2 – Apresentar testemunhos de vida e convicções de fé em Jesus Cristo, presente no mundo do trabalho, procurando cativar mais trabalhadores para o movimento no sentido de o rejuvenescer e iniciar novos grupos. Para tal vai apostar na formação contínua de militantes e animadores do método: Ver, Julgar e Agir, para um agir mais consciente e fraterno, no respeito pelas diferenças.

3 – Incentivar o encontro e o convívio entre reformados, de modo a desenvolverem espaços de partilha de saberes, de conhecimentos e de lazer. Participar na vida associativa, comunitária e cultural da sua localidade. Interessar-se pela qualidade de vida dos que têm reformas mais baixas. Dar atenção ao envelhecimento ativo e saudável.

4 – Participar na defesa e promoção do meio ambiente, protegendo o planeta que habitamos, que é a nossa “casa comum”, lutando contra a degradação do meio ambiente. Despertar para a importância da educação financeira, do consumo responsável, do que é essencial e do que é supérfluo, recusando e denunciando o consumismo desenfreado.

5 – Conhecer e aprofundar as causas da emigração portuguesa, dos refugiados e os movimentos migratórios no mundo, de tantos irmãos que fogem à guerra, à pobreza extrema, às alterações climáticas, entre outras.
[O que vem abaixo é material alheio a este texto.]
PR #1822, opened 2025-05-18
Allow customizing FluidParser construction

### LINKED ISSUE #1821: liquid tags no longer parsed in NJsonSchema 11.3.x
NJsonSchema updated Fluid from 2.19 to 2.24 between 11.2.0 and 11.3.0. That in turn picked up this behavioral change to stop parsing `liquid` tags by default - https://github.com/sebastienros/fluid/pull/770. I believe that's not an issue for any of the standard NSwag templates, but it does break people (me) that have custom templates that use this syntax. The `FluidParser` instance that would need to be configured to re-enable this is tucked pretty far out of reach here - https://github.com/RicoSuter/NJsonSchema/blob/master/src/NJsonSchema.CodeGeneration/DefaultTemplateFactory.cs#L124.

I recognize that this is a niche use case that you may not care about supporting. If so, fair enough, I'll either stop using the syntax in my templates or just fork everything in DefaultTemplateFactory.cs. Both of these are ugly/awkward, so I thought I'd ask whether you'd consider either providing a way to supply custom `FluidParserOptions` (difficult with the only instance being static) or re-enable parsing of liquid tags by passing the relevant option when you create the singleton instance of `FluidParser`/`LiquidParser`.

Thanks!

lahma:
This also allows template options customization which will help on NSwag side to track invalid templates via member access strategy.

fixes #1821

### DIFF
--- a/src/NJsonSchema.CodeGeneration.Tests/TemplateFactoryTests.cs
+++ b/src/NJsonSchema.CodeGeneration.Tests/TemplateFactoryTests.cs
@@ -1,0 +1,28 @@
+using Fluid;
+using NJsonSchema.CodeGeneration.CSharp;
+
+namespace NJsonSchema.CodeGeneration.Tests;
+
+public class TemplateFactoryTests
+{
+    [Fact]
+    public void Can_customize_liquid_parser()
+    {
+        var generatorSettings = new CSharpGeneratorSettings
+        {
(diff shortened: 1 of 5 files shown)


mattpwhite:
Thank you for the quick fix, much appreciated.

PR #1828, opened 2025-05-29
C# generator: create anoymous types with camel casing (3rd attempt)

WolfgangHG:
This is the same code change as #1788. The previous pull request was reverted later due to a test failure in NSwag that is caused by this change (see screenshot in https://github.com/RicoSuter/NJsonSchema/pull/1788#issuecomment-2836446630). After some struggle, I managed to run the NSwag testsuite and will send a pull request for it, too. The testsuite for the NSwag pull request will fail as long as the NJsonSchema version containing this change is not updated.

As it turned out, the NSwag testsuite already contains a test case for this change of mine :-)

=======================

This is the third attempt to fix https://github.com/RicoSuter/NSwag/issues/4849 and https://github.com/RicoSuter/NSwag/issues/4837 and a followup for #1716: since NSwag 14, the resulting C# file generated from a yaml file might contain lower case class names.

The first fix worked locally for me because I had one additional line that I forget to add to my pull request. This request adds this line and removes an unneccesary `ConvertToUpperCamelCase` from the previous pull request (variable `typeNameHint` is already camel cased now).

By the way: it would be great to have a step by step guide how to build NJsonSchema and update it in NSwag ;-)

fixes https://github.com/RicoSuter/NSwag/issues/4837

### DIFF
--- a/src/NJsonSchema/DefaultTypeNameGenerator.cs
+++ b/src/NJsonSchema/DefaultTypeNameGenerator.cs
@@ -103,6 +103,7 @@ namespace NJsonSchema
                 }
 
                 typeNameHint = GetLastSegment(typeNameHint)!;
+                typeNameHint = ConversionUtilities.ConvertToUpperCamelCase(typeNameHint, true);
 
                 if (typeNameHint != null &&
                     !reservedTypeNames.Contains(typeNameHint) && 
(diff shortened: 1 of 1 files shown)


stevo-knievo:
I’m experiencing the same issue with the second class name being generated in lowercase. (NSwag.MSBuild, 14.4.0)

Example:
1. `Foo`
2. `foo`
3. `Foo3`

I was wondering when the next release is planned? Also, is there any chance I could get access to the nightly builds NuGet package?

Thanks

PR #1831, opened 2025-06-11
fix ApplyRangeAttribute failing when min/max is specified as string

sindrekroknes:
For cultures not using '.' as the decimal separator, JsonSchemaGenerator.ApplyRangeAttribute fails for Range attributes like this
```
[Range(typeof(decimal), "5.5", "10.5")]
public double Decimal { get; set; }
```

This PR fixes that by using InvariantCulture


lahma (approved):
LGTM, thank you!

PR #1847, opened 2025-07-28
TS interface property name should use PropertyNameGenerator

lahma:
Now the interface name defaults to converted property name which has gone trough cleanup and follows the TS naming.


RicoSuter:
Ref: https://github.com/RicoSuter/NSwag/pull/4711

As discussed, it's not a bug but by design.

PR #1864, opened 2025-09-28
Use [JsonStringEnumMemberName] instead of [EnumMember]

0xced:
System.Text.Json ignores the `System.Runtime.Serialization.EnumMember` attribute. It needs the [`System.Text.Json.Serialization.JsonStringEnumMemberName` attribute](https://learn.microsoft.com/en-us/dotnet/standard/serialization/system-text-json/customize-properties#custom-enum-member-names) to customize the names of individual enum members.


0xced:
I should have seen it with the new verified files introduced in #1863 but I got fooled by the code compiling properly. Of course compiling doesn't mean working as expected! 😄

RicoSuter:
Both libraries have now been released as NuGet packages.

Issue #1738, opened 2024-10-25
Support System.Text.Json JsonStringEnumMemberNameAttribute


bdovaz:
Added in 9.0.0: https://github.com/dotnet/runtime/issues/74385

desjoerd:
Currently we do this in the file `Enum.Member.Annotations.liquid`. Maybe it's helpfull for someone :).

```liquid
{%  if IsStringEnum %}
    [System.Text.Json.Serialization.JsonStringEnumMemberName(@"{{ enum.Value | replace: '"', '""' }}")]
{% endif %}
```

lh-ak:
It seems that this is now implemented in the newest version, but as @bdovaz already mentioned it's available in > .NET 9. for .NET 8 it brakes the client generation currently as it's not available there:

<img width="1861" height="62" alt="Image" src="https://github.com/user-attachments/assets/9c724221-8fae-4ed8-a267-a32c5d50066a" />

Is it possible to do this **only** for .NET versions above 8?

RicoSuter:
/cc @lahma @0xced

We need to fix this ASAP... major breaking change for non-latest .NET users. I think we need to introduce CSharpVersion configuration property (same as TypeScriptVersion property).

desjoerd:
Or emit a `#if NET9_0_OR_GREATER` in the template

RicoSuter:
> Or emit a `#if NET9_0_OR_GREATER` in the template

yeah good idea, simple and does not need yet another config :-)

0xced:
There's no need for .NET 9, only the [System.Text.Json version 9](https://www.nuget.org/packages/System.Text.Json/9.0.0) package. It targets .NET Standard 2.0 so I don't see it as a big deal, is it?

Also, yes, the new `JsonStringEnumMemberName` attribute is needed to properly serialize an enum value that does not match the enum name exactly. The `System.Runtime.Serialization.EnumMember` has never been supported by System.Text.Json, there was a long thread at https://github.com/dotnet/runtime/issues/74385.

0xced:
> So it's either a config option or requiring >= NET9 for this feature.

No, it doesn't **require** .NET 9. You can just add a package reference to [System.Text.Json](https://www.nuget.org/packages/System.Text.Json/9.0.9) (version 9 onwards) and it will work just fine on any plaform supporting .NET Standard 2.0, which includes .NET 8. It will even work on .NET Framework 4.6.2.

[...]

PR #1865, opened 2025-10-02
fix: JsonStringEnumMemberNameAttriute only for .NET9, EnumMemberAttribute as fallback & tests

RicoSuter:


src/NJsonSchema.CodeGeneration.CSharp/Templates/Enum.liquid
```diff
@@ -13,7 +13,11 @@
 {%- for enum in Enums %}
 {%-   if IsStringEnum -%}
 {%-       if UseSystemTextJson -%}
+#if NET9_0_OR_GREATER
     [System.Text.Json.Serialization.JsonStringEnumMemberName(@"{{ enum.Value | replace: '"', '""' }}")]
+#else
```
desjoerd, line 18: I was thinking whether it shouldn't just be an #endif. There could be people who have created a custom converter for the Enum Member attribute. But you could debate the new attribute is intended behavior and any custom converter which uses the Enum Member attribute will keep on working by the built in converter.

In other words, I would keep the #else. I just want to point out possible breaking changes 🙂.

0xced:
I think the best approach should be to control both attributes independently, from the configuration. Something like new configuration switches named `UseEnumMember` (defaulting to true to keep compatibility) and `UseJsonStringEnumMemberName` (defaulting to false for compatibility).

Then users can opt-in to use the new `JsonStringEnumMemberName` attribute with `config.UseJsonStringEnumMemberName = true`. This will require either .NET 9 or System.Text.Json 9 for the generated code, hence being opt-in.

Additionally, users can opt-out of the old `EnumMember` attribute (`config.UseEnumMember = false`) if they identified that removing it is not an issue.

Note that the tests only asserts that the produced code compiles (`CSharpCompiler.AssertCompile(code)`) but asserts nothing about the serialized or deserialized JSON using the generated models, see https://github.com/RicoSuter/NJsonSchema/issues/1738#issuecomment-3363548423.

RicoSuter:
Yes sorry, its actually a bug in the generator the EnumValue is actually worthless snd can also be removed for STJ, right?

src/NJsonSchema.CodeGeneration.CSharp/Templates/Enum.liquid
RicoSuter: added JsonLibraryVersion because this is the only working version without breaking anyone.

PR #143, opened 2021-06-16
Do not attempt to enforce tenant label on UI endpoints

onprem:
The `uiProxy` and `proxyRead` in metrics API were using the same set of `readMiddlerwares`. Due to this the Obs. API was trying to enforce tenant label on UI/assets requests as well. This resulted in all UI requests failing with error "query not found".

- This PR introduced new option `UIMiddleware` and uses this instead of the `ReadMiddleware` for UI.
- This PR also fixes the missing label enforcing middleware for the legacy API as well.


squat (approved):
nice work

A Europa continua a ser procurada de forma invulgar como refúgio de tanta miséria humana. Importa então perceber o fenómeno e o desafio que se coloca aos cidadãos da Europa, nesta nova realidade.

A LOC/MTC, como movimento de Igreja está em consonância com o plano pastoral da arquidiocese com o título «Fé contemplada», colaborando nas diferentes iniciativas previstas, quer ao nível local, quer diocesano, seguindo o conselho de Maria: «Fazei o que Ele vos disser!» (Jo 2, 5).
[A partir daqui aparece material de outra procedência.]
PR #146, opened 2021-06-25
retrying tenant registration for failed attempts

spaparaju:
This PR covers these changes:

1. refactors tenant registration code to include retries for failed registrations
2. retry attempts modeled with exponential backoff


authentication/http.go
```diff
@@ -39,23 +37,25 @@ func WithTenant(next http.Handler) http.Handler {
 
 // WithTenantID returns a middleware that finds the tenantID using the tenant
 // from the URL parameters and adds it to the request context.
-func WithTenantID(tenantIDs map[string]string) Middleware {
+func WithTenantID(tenantName, tenantID string) Middleware {
```
squat, line 40: We need the tenant map because this maps from the tenant name to the tenant ID. The URL will only have the name as part of the HTTP path

authentication/http.go
```diff
@@ -39,23 +37,25 @@ func WithTenant(next http.Handler) http.Handler {
...
 	return func(next http.Handler) http.Handler {
 		return http.HandlerFunc(func(w http.ResponseWriter, r *http.Request) {
-			tenant := chi.URLParam(r, "tenant")
+			queryValues := r.URL.Query()
```
squat, line 43: The tenant name is part of the path, not the query

main.go
```diff
@@ -616,6 +398,388 @@ func main() {
...
+				Window:  time.Duration(rl.Window),
+			})
+		}
+	}
+
+	return rateLimits
+}
+
+// Create OIDC middleware for a tenant.
+func createOIDCMiddlware(cfg *config, tCfg *tenantsConfig,
```
squat, line 760: This function seems like it belongs in the authentication package

main.go
```diff
@@ -616,6 +398,388 @@ func main() {
...
+	tenantName string, oidcConf authentication.TenantOIDCConfig) (http.Handler, authentication.Middleware, error) {
+	var (
+		oidcHandler          http.Handler
+		oidcTenantMiddleware authentication.Middleware
+		err                  error
+	)
+
+	for i := 1; i < cfg.tenantRegistrationRetryCount; i++ {
```
squat, line 768: I don't think this is the right level of abstraction for this variable. IMO, we should be able to retry the entire tenant registration/addition process. So that would mean wrap the entire `newTenant` func in something that can return an error and be retried. Otherwise this seems like it's too restrictive and will quickly need to be refactored.

main.go
```diff
@@ -667,6 +831,8 @@ func parseFlags() (config, error) {
 		"Path to the RBAC configuration file.")
 	flag.StringVar(&cfg.tenantsConfigPath, "tenants.config", "tenants.yaml",
 		"Path to the tenants file.")
+	flag.IntVar(&cfg.tenantRegistrationRetryCount, "tenants.registration-retry-count", 3,
```
squat, line 834: I don't think we should have a limit here. Instead we should continuously retry registering tenants and use exponential backoff.

authentication/http.go
spaparaju: Now `withTenantID()` is called for each tenant == separate handler() for each tenant

authentication/http.go
spaparaju: Ack. This is tricky. 
Current implementation : {} notation around {tenant} is being used for Chi router to pickup the tenant name from the URL and 'automatically' include as a Query parameter for downstream functions to figure out the tenant name. 
Proposed change: {} notation of Chi is not compatible for separate Mounts() for each tenant. So explicitly adding tenant name as a query parameter to avoid bigger changes in the downstream functions.

main.go
spaparaju: 👍 removed this function from the main package as its adding a layer without

main.go
spaparaju: 👍 I was not sure as well (hence I left the draft in draft mode). Now I have implemented basic exponential backoff implementation.  thanks for the suggestion!

main.go
spaparaju: 👍

authentication/http.go
squat: Got it👍

authentication/http.go
squat: Hmm this sounds funny, so this is changing the API to no longer use path parameters and instead move the tenant parameter to the query?

spaparaju: this change explicitly adds query param ('tenant') which previously automatically added by Chi router with {tenant} at the query path.

authentication/http.go
```diff
@@ -30,7 +28,7 @@ const (
 // WithTenant finds the tenant from the URL parameters and adds it to the request context.
 func WithTenant(next http.Handler) http.Handler {
 	return http.HandlerFunc(func(w http.ResponseWriter, r *http.Request) {
-		tenant := chi.URLParam(r, "tenant")
+		tenant := r.URL.Query().Get(tenantKey.String())
```
bwplotka, line 31: Should we fail request if no tenant was provided?

authentication/http.go
bwplotka: > which previously automatically added by Chi router with {tenant} at the query path.

I need to agree with Lucas here, I think it previously was added as `path` not as `query`, no?

See it being used in test: https://github.com/observatorium/api/blob/master/test/integration.sh#L142 - it was used in path. With this new implementation I assume this test would fail?

bwplotka (changes requested):
Thanks for fixing this issue 🤟🏽 

> This PR covers these changes:
> refactors tenant registration code to include retries for failed registrations
> retry attempts modeled with exponential backoff

I am afraid it changes 400 lines more than that - we refactor here the whole main, and auth handlers including removal of chi. For next one I would suggest splitting fixes with refactor for ease of review 🙈 

Can we add integration test (ideally in Go) to check retry logic?

bwplotka:
Also can we fix those log lines? 

image

authentication/http.go
bwplotka: Also this key is weird ...`HTTP context key` as URL param 🤔 

image

authentication/http.go
squat: In any case, this is certainly an API change: we used path parameters before and now use path parameters AND query parameters. I think this is not a good interface as it makes things difficult for clients. Not to mention it's confusing. What happens if you specify the url `/API/V1/foo/graph?tenant=bar`? What tenant is actually used?

spaparaju: The query-param is not expected as part of the call (automatically added by Chi) for picking up the tenant-name (gets added to the context). 
@squat I did not test the possible scenario you have outlined. 
With adding tenant name to the request's context, removed code (prior, changes with this PR) related to adding / reading query-param for tenant-name.

authentication/http.go
spaparaju: removed all the references to add/retrieve tenant names to/from query-params

spaparaju:
> Thanks for fixing this issue 🤟🏽
> 
> > This PR covers these changes:
> > refactors tenant registration code to include retries for failed registrations
> > retry attempts modeled with exponential backoff
> 
> I am afraid it changes 400 lines more than that - we refactor here the whole main, and auth handlers including removal of chi. For next one I would suggest splitting fixes with refactor for ease of review 🙈
> 
> Can we add integration test (ideally in Go) to check retry logic?

Added unit test for retry logic which is based on metrics to track retry attempts.

authentication/oidc.go
```diff
@@ -44,54 +44,45 @@ type OIDCConfig struct {
...
+		if r == nil {
 			level.Debug(logger).Log("msg", msg)
 			http.Error(w, msg, http.StatusUnauthorized)
 			return
 		}
 		h.ServeHTTP(w, r)
 	}))
 
-	return r, middlewares, warnings
+	return h, middleware, nil
```
squat, line 85: The router named `r` seems completely unused. We create it, mount a handler and then never return it. This router was composing the handlers for all of the tenants. Maybe it's not needed anymore given your changes?

authentication/oidc.go
```diff
@@ -44,54 +44,45 @@ type OIDCConfig struct {
...
-		middlewares[c.Tenant] = p.Middleware()
-	}
+	middleware := p.Middleware()
 
 	r := chi.NewRouter()
 	r.Mount("/", http.HandlerFunc(func(w http.ResponseWriter, r *http.Request) {
-		tenant, ok := GetTenant(r.Context())
-		const msg = "error finding tenant"
+		_, ok := GetTenant(r.Context())
+		const msg = "P error finding tenant"
```
squat, line 71:
```suggestion
		const msg = "error finding tenant"
```

authentication/http.go
```diff
@@ -93,31 +81,20 @@ func GetGroups(ctx context.Context) ([]string, bool) {
...
-	middlewares := map[string]Middleware{}
-
-	for _, ms := range middlewareSets {
-		for t, m := range ms {
-			middlewares[t] = m
-		}
-	}
-
+// Creates a single Middleware.
+func WithTenantMiddleware(middleware Middleware) Middleware {
```
squat, line 85: This function does not actually use the Middleware passed to it, so I'm worried that we are missing a chunk of logic that is actually important. Note that previously we would find the right Middleware for the tenant and then call `m(next).ServeHTTP`. To work accordingly, this function should be calling `middleware(next).ServeHTTP`

authentication/http.go
```diff
@@ -93,31 +81,20 @@ func GetGroups(ctx context.Context) ([]string, bool) {
...
 		return http.HandlerFunc(func(w http.ResponseWriter, r *http.Request) {
-			tenant, ok := GetTenant(r.Context())
+			_, ok := GetTenant(r.Context())
 			if !ok {
 				http.Error(w, "error finding tenant", http.StatusBadRequest)
 				return
 			}
-			m, ok := middlewares[tenant]
-			if !ok {
+			if middleware == nil {
```
squat, line 93: The check and the error message do not really align here. I don't think we really need to check that we were given a non-nil function pointer

authorization/http.go
```diff
@@ -36,14 +36,13 @@ func WithAuthorizers(authorizers map[string]rbac.Authorizer, permission rbac.Per
 			if !ok {
 				groups = []string{}
 			}
-			a, ok := authorizers[tenant]
-			if !ok {
+			if authorizer == nil {
```
squat, line 39: Again, the check and the error message do not align here. I don't think we need to check that the function pointer is not nil. If we did, this world certainly be a programmer error rather than a runtime error and thus we should panic or return an error to the caller rather than an HTTP error to the user. Note that the reason for this check in the first place is that the user could supply a nonexistent tenant name, which would result in a failed lookup. You can't have a failed lookup with your new model.

main.go
```diff
@@ -31,6 +32,13 @@ import (
 	"github.com/metalmatze/signal/healthcheck"
 	"github.com/metalmatze/signal/internalserver"
 	"github.com/metalmatze/signal/server/signalhttp"
+	logsv1 "github.com/observatorium/api/api/logs/v1"
```
squat, line 35: Convention is to keep all of the imports grouped so that all Observatorium/API packages are together at the bottom

authentication/oidc.go
spaparaju: router 'r' is used to direct the traffic to the right tenant (one level of indirection). Yes, 'r' is not used, removed the code to create this extra layer of redirection which is not required if we can deal with handler for the tenant that the traffic is destined to.

authentication/http.go
spaparaju: this code belongs to dead code / a function never used. removed the underlying  function.

authorization/http.go
spaparaju: Makes sense. Moved the check for 'nil' auth. closer to its creation ( newTenant() / main)  and fail the tenant registration if auth turns out to be 'nil'

authentication/http.go
spaparaju: This is part of the codebase is no more required as the specified authN Middleware per tenant is now implemented under newTenant() of main package.

squat: If we are not using it internally any longer then we should definitely delete this function. It's been modified not to use the given middleware so it's not useful for the community either.

authentication/mtls.go
```diff
@@ -13,65 +13,65 @@ type MTLSConfig struct {
...
+// NewMTLS create Middleware for a tenant.
+func NewMTLS(config MTLSConfig) Middleware {
+	middleware := func(next http.Handler) http.Handler {
+		caPool := x509.NewCertPool()
 
-	for _, c := range configs {
-		c := c
-		middlewares[c.Tenant] = func(next http.Handler) http.Handler {
-			caPool := x509.NewCertPool()
+		if len(config.CAs) == 0 {
```
bwplotka, line 21: This is surprising - it will trigger nil panics. I wonder if we should not - either panic `NewMTLS` function since it's a programmatic error potentially or return error if we want to handle that on user side. WDYT?

bwplotka: Also, I wonder - we don't want to take local host trusted CA in default case? 🤔

main.go
```diff
@@ -132,15 +133,64 @@ type internalTracingConfig struct {
...
-	defer level.Info(logger).Log("msg", "exiting")
+	// Load all the command line configuration into tenantsConfig struct.
+	tCfg := tenantsConfig{}
+	loadTenantConfigs(&cfg, &tCfg)
+
+	// Onboard tenants.
+	onboardTenants(cfg, tCfg)
+}
+
+func onboardTenants(cfg config, tCfg tenantsConfig) {
```
bwplotka, line 192: Let's return error and use `Fatalf` only in `main` please - for consistency

main.go
```diff
@@ -569,42 +276,27 @@ func main() {
...
-			internalserver.WithPrometheusRegistry(reg),
-			internalserver.WithPProf(),
-		)
-
-		s := http.Server{
-			Addr:    cfg.server.listenInternal,
-			Handler: h,
-		}
-
+		healthchecks := commonHealthChecks(cfg, tCfg)
```
bwplotka, line 296: possibly worth to inline (no need for single time used variable)

main.go
```diff
@@ -616,6 +308,499 @@ func main() {
 	}
 }
 
+// Return handler for common healthchecks across all the tenants.
```
bwplotka, line 311:
```suggestion
// commonHealthChecks returns handler for common healthchecks across all the tenants.
```

main.go
```diff
@@ -616,6 +308,499 @@ func main() {
...
+			caCert, err := ioutil.ReadFile(cfg.tls.healthchecksServerCAFile)
+			if err != nil {
+				stdlog.Fatalf("failed to initialize healthcheck server TLS CA: %v", err)
+			}
+
+			t.TLSClientConfig.RootCAs = x509.NewCertPool()
+			t.TLSClientConfig.RootCAs.AppendCertsFromPEM(caCert)
+		}
+
+		// checks if server is up
```
bwplotka, line 331:
```suggestion
		// Checks if server is up.
```

main.go
```diff
@@ -616,6 +308,499 @@ func main() {
...
+				http.StatusNotFound,
+				time.Second,
+			),
+		)
+	}
+
+	return &healthchecks
+}
+
+// Apply common middlewares across all the tenants.
```
bwplotka, line 346:
```suggestion
// commonMiddlewares applies common middlewares across all the tenants.
```

main.go
```diff
@@ -616,6 +308,499 @@ func main() {
...
+	r.Use(middleware.Recoverer)
+	r.Use(middleware.StripSlashes)
+	r.Use(middleware.Timeout(middlewareTimeout)) // best set per handler.
+	// With default value of zero backlog concurrent requests crossing a rate-limit result in non-200 HTTP response.
+	r.Use(middleware.ThrottleBacklog(cfg.middleware.concurrentRequestLimit,
+		cfg.middleware.backLogLimitConcurrentRequests, cfg.middleware.backLogDurationConcurrentRequests))
+	r.Use(server.Logger(tCfg.logger))
+}
+
+// Create internal server.
```
bwplotka, line 359:
```suggestion
```
I thinks this is self-explanatory, what about removing this?

main.go
```diff
@@ -616,6 +308,499 @@ func main() {
...
+
+	s := http.Server{
+		Addr:    cfg.server.listenInternal,
+		Handler: h,
+	}
+
+	return &s
+}
+
+// Load RBAC config information from rbac.yaml.
```
bwplotka, line 376: ditto

main.go
```diff
@@ -616,6 +308,499 @@ func main() {
...
+
+	authorizer, err := rbac.Parse(f)
+	if err != nil {
+		return nil, err
+	}
+
+	return authorizer, nil
+}
+
+// Load tenant config information from tenants.yaml.
```
bwplotka, line 393: ditto

main.go
```diff
@@ -616,6 +308,499 @@ func main() {
...
+		tCfg.rateLimitClient = ratelimit.NewClient(tCfg.reg)
+		if err := tCfg.rateLimitClient.Dial(ctx, cfg.middleware.rateLimiterAddress); err != nil {
+			stdlog.Fatal(err)
+		}
+	}
+
+	tCfg.ins = signalhttp.NewHandlerInstrumenter(tCfg.reg, []string{"group", "handler"})
+}
+
+// Create autorizer for a tenant.
```
bwplotka, line 453: to remove?

main.go
```diff
@@ -616,6 +308,499 @@ func main() {
...
+func newAuthorizer(tCfg *tenantsConfig, t *tenant) error {
+	skip := level.Warn(log.With(tCfg.logger, "msg", "skipping invalid tenant"))
+
+	if t.OPA != nil {
```
bwplotka, line 457: Prefer lower indent flow, so we could do `if t.OPA == nil { return nil}`

Also that looks surprising. Are we sure caller does not expect us to fail if we cannot create authorizer?

main.go
```diff
@@ -616,6 +308,499 @@ func main() {
...
+	return nil
+}
+
+// Load MTLS auth information for a tenant.
+func loadMTLSConf(tCfg *tenantsConfig, t *tenant) error {
+	var err error
+
+	skip := level.Warn(log.With(tCfg.logger, "msg", "skipping invalid tenant"))
+
+	if t.MTLS != nil {
```
bwplotka, line 487: ditto

bwplotka: Same as above, I wonder if we can check that oncaller side - much simpler to read + non surprising

main.go
```diff
@@ -616,6 +308,499 @@ func main() {
...
+	return nil
+}
+
+// Load OIDC auth information for a tenant.
+func loadOIDCConf(tCfg *tenantsConfig, t *tenant) error {
+	skip := level.Warn(log.With(tCfg.logger, "msg", "skipping invalid tenant"))
+
+	var err error
+
+	if t.OIDC != nil {
```
bwplotka, line 538: ditto

main.go
```diff
@@ -616,6 +308,499 @@ func main() {
...
+
+			t.OIDC.issuerCA = cert
+		}
+	}
+
+	return nil
+}
+
+// Onboard a tenant.
+func newTenant(cfg *config, tCfg *tenantsConfig, r *chi.Mux, t *tenant) {
```
bwplotka, line 572: Nice! Let's maybe rename to:

```suggestion
func registerTenant(cfg *config, tCfg *tenantsConfig, r *chi.Mux, t *tenant) {
```

main.go
```diff
@@ -616,6 +308,499 @@ func main() {
...
+		// Calculate wait time before rerying a failed tenant registration.
+		waitTime := expBackOffWaitTime(retryCount)
+		time.Sleep(time.Duration(waitTime) * time.Millisecond)
+
+		rateLimits := tenantRateLimits(tCfg, t)
+
+		oidcConf, mTLSConf, err := tennatAuthN(t)
+		if err != nil {
+			level.Error(tCfg.logger).Log("msg", "tenant must specify either an OIDC or an mTLS configuration", t.Name, err)
+			retryCounterMetric.With(prometheus.Labels{"tenant": t.Name}).Inc()
```
bwplotka, line 587: Can we have metric for overall tenants registered?

main.go
```diff
@@ -616,6 +308,499 @@ func main() {
...
+				level.Error(tCfg.logger).Log("msg", "tenant failed to register. retrying ..", t.Name, err)
+				retryCounterMetric.With(prometheus.Labels{"tenant": t.Name}).Inc()
+				retryCount++
+
+				continue
+			}
+		}
+
+		if oidcHandler != nil {
+			r.Mount("/oidc/"+t.Name, oidcHandler)
```
bwplotka, line 612: What if someone registers tenant with the previously used name?

main.go
```diff
@@ -616,6 +308,499 @@ func main() {
...
+		}
+
+		if t.OPA != nil {
+			authZ = t.OPA.authorizer
+		} else {
+			authZ = tCfg.authorizer
+		}
+
+		if authZ == nil {
+			level.Error(tCfg.logger).Log("msg", "invalid authorization for tenant", t.Name)
```
bwplotka, line 627: If that's true, why we added handler already?

main.go
```diff
@@ -616,6 +308,499 @@ func main() {
...
+			tenant, ok := authentication.GetTenant(r.Context())
+			if !ok {
+				w.WriteHeader(http.StatusNotFound)
+
+				return
+			}
+			http.Redirect(w, r, path.Join("/api/metrics/v1/", tenant, "graph"), http.StatusMovedPermanently)
+		})
+
+		// Metrics
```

No decorrer dos trabalhos os representantes dos grupos de militantes apresentaram os seus planos de ação a serem concretizados nos respetivos grupos, revelando-se uma extraordinária diversidade nas diferentes formas de presença e atuação no mundo do trabalho. Estes planos vieram enriquecer o plano de ação aprovado.

O padre Miguel Ângelo desenvolveu uma reflexão sobre o compromisso do militante cristão. Disse que «as pessoas hoje facilmente quebram o compromisso, seja ele qual for, até para casar, preferindo o mais fácil». Mais do que cristãos de culto necessitamos de cristãos de presença. Interpelou os presentes para a fidelidade no duplo compromisso com Jesus Cristo e com a classe operária. O «nome confere-nos uma identidade e retira-nos da imensidão». Por isso somos escolhidos e prefigurados para responder aos apelos que nos são feitos. Hoje vale muito mais o testemunho do que as palavras.
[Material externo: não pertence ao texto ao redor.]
PR #148, opened 2021-07-06
Make metrics endpoint as optional

sasagarw:
This PR:
- Makes `metrics endpoint` as optional.
- fmt fixes.

/cc @periklis 
/assign @periklis 

Jira: https://issues.redhat.com/browse/LOG-1512

### DIFF
--- a/main.go
+++ b/main.go
@@ -22,6 +22,9 @@ import (
 	"syscall"
 	"time"
 
+	metricslegacy "github.com/observatorium/api/api/metrics/legacy"
+	metricsv1 "github.com/observatorium/api/api/metrics/v1"
+
 	rbacproxytls "github.com/brancz/kube-rbac-proxy/pkg/tls"
 	"github.com/ghodss/yaml"
 	"github.com/go-chi/chi"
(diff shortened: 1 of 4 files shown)


periklis (commented):
LGTM

main.go
```diff
@@ -22,6 +22,9 @@ import (
 	"syscall"
 	"time"
 
+	metricslegacy "github.com/observatorium/api/api/metrics/legacy"
```
squat, line 25: Please maintain the imports ordered following the golang convention of grouping first standard library imports, then third party imports, and lastly imports from our module.

main.go
```diff
@@ -107,6 +108,8 @@ type metricsConfig struct {
 	writeEndpoint *url.URL
 	tenantHeader  string
 	tenantLabel   string
+	// enable metrics if at least one {read|write}Endpoint} is provided.
+	enabled bool
```
squat, line 112: I think we need to exit with an error of neither logging nor metrics are enabled. If the administrator doesn't specify any endpoints then the API can't do anything. IMO it's the logical extrapolation of the current logic where we said "at least a metrics endpoint is mandatory". Now we would be saying "specifying at least a logging or a metrics endpoint is mandatory"

squat (changes requested):
Two small details, otherwise lgtm :)

squat (approved):
lgtm! thanks @sasagarw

A assembleia encerrou com a eucaristia de ação de graças presidida pelo padre Miguel Ângelo e concelebrada pelo assistente diocesano do movimento, diácono José Maria Carneiro Costa.

Participaram como convidados o coordenador nacional e diocesano da Pastoral Operária, Alexandre Salgado e o assistente diocesano da JOC padre Adão Almeida. Foram recebidas diversas mensagens, entre elas do bispo auxiliar de Braga D. Francisco Coelho e da Equipa Executiva Nacional da LOC/MTC.